Data shown -
=== Section Start ===
PR #70816, opened 2026-07-31
Improve BigQuerytoSQL column lineage rendering

VladaZakharova:
BigQuerytoSQL transfers does not work correctly:

- comma-separated selected_fields strings are interpreted as individual characters,
- DBAPI connection is passed where OpenLineage expects the Airflow connection metadata.
This PR fixes connection and field parsing, then adds the transferred schema to the output dataset. Without the output schema, the column-lineage mapping appears in the event JSON, but Marquez cannot reliably create and render the output field nodes and their lineage edges. 

---

---

### DIFF
--- a/providers/google/src/airflow/providers/google/cloud/transfers/bigquery_to_sql.py
+++ b/providers/google/src/airflow/providers/google/cloud/transfers/bigquery_to_sql.py
@@ -150,7 +150,12 @@ class BigQueryToSqlBaseOperator(BaseOperator):
         operators. Children still provide a concrete SQL hook via
         ``get_sql_hook()`` and may override behavior if needed.
         """
-        from airflow.providers.common.compat.openlineage.facet import Dataset
+        from airflow.providers.common.compat.openlineage.facet import (
+            Dataset,
+            DatasetFacet,
+            SchemaDatasetFacet,
+            SchemaDatasetFacetFields,
+        )
         from airflow.providers.google.cloud.openlineage.utils import (
             BIGQUERY_NAMESPACE,
             get_facets_from_bq_table_for_given_fields,
@@ -181,20 +186,40 @@ class BigQueryToSqlBaseOperator(BaseOperator):
 
         if self.selected_fields:
             if isinstance(self.selected_fields, str):
-                bigquery_field_names = list(self.selected_fields)
+                transferred_field_names = [
+                    field.strip() for field in self.selected_fields.split(",") if field.strip()
+                ]
             else:
-                bigquery_field_names = self.selected_fields
+                transferred_field_names = list(self.selected_fields)
         else:
-            bigquery_field_names = [f.name for f in getattr(table_obj, "schema", [])]
+            transferred_field_names = [field.name for field in getattr(table_obj, "schema", [])]
 
         input_dataset = Dataset(
             namespace=BIGQUERY_NAMESPACE,
             name=self.source_project_dataset_table,
-            facets=get_facets_from_bq_table_for_given_fields(table_obj, bigquery_field_names),
+            facets=get_facets_from_bq_table_for_given_fields(table_obj, selected_fields=None),
+        )
+        input_schema_facet = input_dataset.facets.get("schema") if input_dataset.facets else None
+        transferred_field_names_set = set(transferred_field_names)
+        lineage_input_schema_facet = (
+            SchemaDatasetFacet(
+                fields=[
+                    field
+                    for field in getattr(input_schema_facet, "fields", [])
+                    if field.name in transferred_field_names_set
+                ]
+            )
+            if input_schema_facet
+            else None
+        )
+        output_schema_facet = SchemaDatasetFacet(
+            fields=[
+                SchemaDatasetFacetFields(name=field_name, type=None) for field_name in transferred_field_names
+            ]
         )
 
         sql_hook = self.get_sql_hook()
-        db_info = sql_hook.get_openlineage_database_info(sql_hook.get_conn())
+        db_info = sql_hook.get_openlineage_database_info(sql_hook.connection)
         if db_info is None:
             self.log.debug("OpenLineage: could not get database info from SQL hook %s", type(sql_hook))
             return OperatorLineage()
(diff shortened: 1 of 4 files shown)


potiuk:
Three separate changes here, and they're at quite different levels of confidence — worth splitting the discussion.

**The `selected_fields` parsing fix is clearly right.** `list("id,name")` iterated the string character by character, so the "field names" came out as `['i', 'd', ',', 'n', ...]`. The new split-and-strip handles the documented comma-separated form, and `" id, name, "` in the test covers the whitespace and trailing-empty cases nicely.

**The `get_conn()` -> `connection` fix is right and is probably the most consequential change here — but nothing tests it.** `get_openlineage_database_info` documents its parameter as *"Airflow connection to reduce calls of `get_connection` method"*, and `PostgresHook`'s implementation reaches for `connection.extra_dejson` and `get_openlineage_authority_part(connection)`. A DBAPI connection has neither, so against a real hook this raised `AttributeError` and the facets never got emitted.

The trouble is the test can't see the difference:

```python
mock_postgres_hook.get_openlineage_database_info.return_value = db_info
```

A `MagicMock` accepts whatever it is handed, so that assertion passes identically with `get_conn()` or `connection`. Could you pin the argument, so a regression here is caught?

```python
mock_postgres_hook.get_openlineage_database_info.assert_called_once_with(mock_postgres_hook.connection)
```

**The third change needs a decision I don't think should be made in passing.** Copying the input's schema facet onto the output dataset does make Marquez render the field nodes, but `get_facets_from_bq_table_for_given_fields` builds those fields as:

```python
SchemaDatasetFacetFields(name=schema_field.name, type=schema_field.field_type, ...)
```

`field_type` is the **BigQuery** type — `STRING`, `INTEGER`, `NUMERIC`, `TIMESTAMP`. Attaching that to the output dataset advertises BigQuery types for a Postgres, MSSQL or MySQL table. The field names carry over correctly, but the types describe the wrong system, and any consumer other than Marquez reads them at face value.

So the change buys rendering at the cost of type metadata that is wrong. Emitting the fields with names only would be honest and should still give Marquez enough to build the nodes — but whether that is the right call, or whether approximating with source types is accepted practice, is an OpenLineage semantics question rather than a detail of this PR.

@mobuchowski @kacpermuda — could you weigh in on that last point? Specifically: is it acceptable for a transfer operator's output dataset to carry the source system's schema facet verbatim, types included, or should the types be omitted or mapped when the output is a different backend?

The first two changes look good to me and I'd be happy to merge them once the argument assertion is in.

---

providers/google/src/airflow/providers/google/cloud/transfers/bigquery_to_sql.py
```diff
@@ -192,9 +194,12 @@ def get_openlineage_facets_on_complete(self, task_instance) -> OperatorLineage |
             name=self.source_project_dataset_table,
             facets=get_facets_from_bq_table_for_given_fields(table_obj, bigquery_field_names),
```
kacpermuda: I think this might also be a bit off currently. We're moving data from BQ to SQL, but we are only including selected fields (chosen to be moved to SQL) in the BQ table schema. We should probably be including all of BQ fields, since the table actually has them, and only include selected ones in the output schema facet.

kacpermuda:
> The third change needs a decision I don't think should be made in passing. Copying the input's schema facet onto the output dataset does make Marquez render the field nodes, but get_facets_from_bq_table_for_given_fields builds those fields as:

> SchemaDatasetFacetFields(name=schema_field.name, type=schema_field.field_type, ...)
field_type is the BigQuery type — STRING, INTEGER, NUMERIC, TIMESTAMP. Attaching that to the output dataset advertises BigQuery types for a Postgres, MSSQL or MySQL table. The field names carry over correctly, but the types describe the wrong system, and any consumer other than Marquez reads them at face value.

> So the change buys rendering at the cost of type metadata that is wrong. Emitting the fields with names only would be honest and should still give Marquez enough to build the nodes — but whether that is the right call, or whether approximating with source types is accepted practice, is an OpenLineage semantics question rather than a detail of this PR.

> @mobuchowski @kacpermuda — could you weigh in on that last point? Specifically: is it acceptable for a transfer operator's output dataset to carry the source system's schema facet verbatim, types included, or should the types be omitted or mapped when the output is a different backend?

Yes, I agree that we should probably not include BQ types in the output schema facet (or translate it to output db types, which can be hard). It's better to allow consumer to work some magic here and infer the types from the input schema, rather than provide the wrong information as some types may be unsupported in given SQL dialect.

Also left one more comment about the schema facet, we can probably fix that while we're at it.

VladaZakharova:
Thanks team, that makes sense:)
I have added assertion to verify that the Airflow connection is passed to get_openlineage_database_info().
I also updated the schema facets so the BigQuery input contains all source fields with their original types, while the SQL output contains only the transferred field names and does not include the BigQuery types.

providers/google/src/airflow/providers/google/cloud/transfers/bigquery_to_sql.py
```diff
@@ -228,11 +241,24 @@ def get_openlineage_facets_on_complete(self, task_instance) -> OperatorLineage |
                 else:
                     output_name = f"{table_part}"
 
+        transferred_input_dataset = Dataset(
+            namespace=input_dataset.namespace,
+            name=input_dataset.name,
+            facets={"schema": transferred_input_schema_facet} if transferred_input_schema_facet else {},
+        )
```
kacpermuda: Sorry, why are we creating a dataset again here? We already have `input_dataset` above

providers/google/src/airflow/providers/google/cloud/transfers/bigquery_to_sql.py
```diff
@@ -182,20 +185,30 @@ def get_openlineage_facets_on_complete(self, task_instance) -> OperatorLineage |
...
 
         input_dataset = Dataset(
             namespace=BIGQUERY_NAMESPACE,
             name=self.source_project_dataset_table,
-            facets=get_facets_from_bq_table_for_given_fields(table_obj, bigquery_field_names),
+            facets=get_facets_from_bq_table_for_given_fields(table_obj, selected_fields=None),
+        )
+        transferred_input_schema_facet = get_facets_from_bq_table_for_given_fields(
+            table_obj, transferred_field_names
+        ).get("schema")
```
kacpermuda: We're calling `get_facets_from_bq_table_for_given_fields` twice, can't we just read the shchema facet from input dataset here instead of second call?

VladaZakharova: Ups :D

providers/google/src/airflow/providers/google/cloud/transfers/bigquery_to_sql.py
VladaZakharova: I still need the temporary dataset for the lineage calculation. For example, if BigQuery has id, name, and value, but we only copy id and name, the lineage helper returns nothing because value is missing from the output. The temporary dataset gives the helper only the fields being copied. It isn’t emitted as another OpenLineage input.

kacpermuda (approved):

eladkal (approved):

PR #70830, opened 2026-07-31
Support custom redaction and message length cap in LLMRetryPolicy

Lee-W:
Airflow's secrets masker only masks values already registered via mask_secret(), so free-text PII in an exception message — email addresses, customer names, account numbers — still reached the external LLM provider verbatim. Users who handle that kind of data need a way to apply their own redaction rules before the prompt leaves the worker.

Nothing bounded the message size either, so a long traceback could inflate token cost without limit on every retry decision.

The redact_exception flag this replaces was merged but has not shipped in any release, so it is removed outright rather than deprecated.

 

---

---

### DIFF
--- a/providers/common/ai/docs/retry_policies.rst
+++ b/providers/common/ai/docs/retry_policies.rst
@@ -160,7 +160,7 @@ Parameters
      - 30.0
      - Max seconds to wait for the LLM response before falling back.
    * - ``redactor``
-     - None (uses ``default_redactor``)
+     - None (uses ``redact_registered_secrets``)
      - Callable ``(str) -> str`` applied to the exception's string
        representation before it is added to the classification prompt. The
        default only masks values already registered via ``mask_secret()``
@@ -190,20 +190,20 @@ email addresses, customer names, account numbers -- that were never
 registered as secrets. If your task's exception messages can contain that
 kind of data, supply your own ``redactor`` callable. It **replaces** the
 default masker rather than running in addition to it, so combine your own
-logic with :func:`~airflow.providers.common.ai.policies.retry.default_redactor`
+logic with :func:`~airflow.providers.common.ai.policies.retry.redact_registered_secrets`
 yourself if you still want known-secret masking too:
 
 .. code-block:: python
 
     import re
 
-    from airflow.providers.common.ai.policies.retry import default_redactor
+    from airflow.providers.common.ai.policies.retry import redact_registered_secrets
 
     EMAIL_RE = re.compile(r"[\w.+-]+@[\w-]+\.[\w.-]+")
 
 
     def redact_emails_and_secrets(message: str) -> str:
-        return default_redactor(EMAIL_RE.sub("<email>", message))
+        return redact_registered_secrets(EMAIL_RE.sub("<email>", message))
 
 
     llm_policy = LLMRetryPolicy(
--- a/providers/common/ai/docs/retry_policies.rst
+++ b/providers/common/ai/docs/retry_policies.rst
@@ -160,7 +160,7 @@ Parameters
      - 30.0
      - Max seconds to wait for the LLM response before falling back.
    * - ``redactor``
-     - Airflow's secrets masker
+     - None (uses ``default_redactor``)
      - Callable ``(str) -> str`` applied to the exception's string
        representation before it is added to the classification prompt. The
        default only masks values already registered via ``mask_secret()``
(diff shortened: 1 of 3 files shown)


kaxil (approved):

providers/common/ai/src/airflow/providers/common/ai/policies/retry.py
```diff
@@ -134,14 +143,19 @@ def __init__(
         fallback_rules: list[RetryRule] | None = None,
         timeout: float = 30.0,
         *,
-        redact_exception: bool = True,
+        # redact() is typed for arbitrary containers; a str in always yields a str out.
+        redactor: Callable[[str], str] | None = lambda message: cast("str", redact(message)),
```
kaxil: `None` here turns redaction off, but for the three params just above (`model_id`, `instructions`, `fallback_rules`) `None` means "use the default". Anyone assembling kwargs programmatically, say `redactor=cfg.get("redactor")`, silently ships raw exception text to the provider whenever that key is absent, and neither the signature nor the params table makes that visible. Could `None` keep the default masker, with the opt-out spelled out separately (`redactor=str` documented as the no-op, or a `redact_exception=False`-style flag)?

providers/common/ai/docs/retry_policies.rst
```diff
@@ -158,22 +159,66 @@ Parameters
...
+kind of data, supply your own ``redactor`` callable. It **replaces** the
+default masker rather than running in addition to it, so combine your own
+logic with :func:`~airflow.sdk.log.redact` yourself if you still want
+known-secret masking too:
+
+.. code-block:: python
+
+    import re
+
+    from airflow.sdk.log import redact
```
kaxil: `redact` isn't part of the Task SDK's documented public surface: `task-sdk/docs/api.rst` autodocs `airflow.sdk.log.mask_secret` but not `redact`, which is only a re-export from `airflow.sdk._shared.secrets_masker`. Its home has moved four times, which is why `common.compat.sdk` carries a fallback chain for it (`airflow.sdk.log`, `airflow.sdk._shared.secrets_masker`, `airflow.sdk.execution_time.secrets_masker`, `airflow.utils.log.secrets_masker`) and why this module imports it through the shim rather than directly. Pointing DAG authors at the raw path means their redactor breaks on the next move. Would naming the default lambda as a module-level `default_redactor` and exporting it work better, so the docs can say `from airflow.providers.common.ai.policies.retry import default_redactor`?

providers/common/ai/tests/unit/common/ai/policies/test_retry.py
```diff
@@ -154,6 +154,85 @@ def test_prompt_keeps_raw_message_when_redaction_disabled(self, mock_hook_cls):
         prompt = mock_agent.run_sync.call_args[0][0]
         assert secret_value in prompt
 
+    @pytest.mark.enable_redact
+    @patch("airflow.providers.common.ai.hooks.pydantic_ai.PydanticAIHook", autospec=True)
+    def test_custom_redactor_replaces_masker_instead_of_stacking(self, mock_hook_cls):
+        """A custom redactor replaces the secrets masker entirely -- it is not applied on top."""
+        secret_value = "super-secret-conn-password"
+        mask_secret(secret_value)
```
kaxil, line 202: This test and `test_truncation_happens_after_redaction` call `mask_secret()` without the `reset_secrets_masker()` that the two redaction tests above use, so they inherit patterns from earlier tests and leave this secret registered for whatever runs next. Same call at the top would keep them consistent with the siblings.

kaxil (approved):

providers/common/ai/src/airflow/providers/common/ai/policies/retry.py
Lee-W: Sounds good. `None` now means "use the default masker", consistent with the params above it. Disabling redaction using `redact_exception=False`, and passing that together with an explicit `redactor` raises `ValueError` at construction time rather than letting one of the two settings quietly win.

providers/common/ai/tests/unit/common/ai/policies/test_retry.py
Lee-W: Added `reset_secrets_masker()` to both, matching the siblings above.

providers/common/ai/docs/retry_policies.rst
Lee-W: Agreed — pinning docs to that path would age badly. The default is now an exported module-level function in the policy module, and both the docstring and the docs reference that instead of `airflow.sdk.log.redact`.

I named it `redact_registered_secrets` rather than `default_redactor` so this function is still a verb instead of a noun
=== Section End ===
Task description - Your answer must be a single number, the count of lines in the data that hold the string "assertion".

Solution to this problem - 3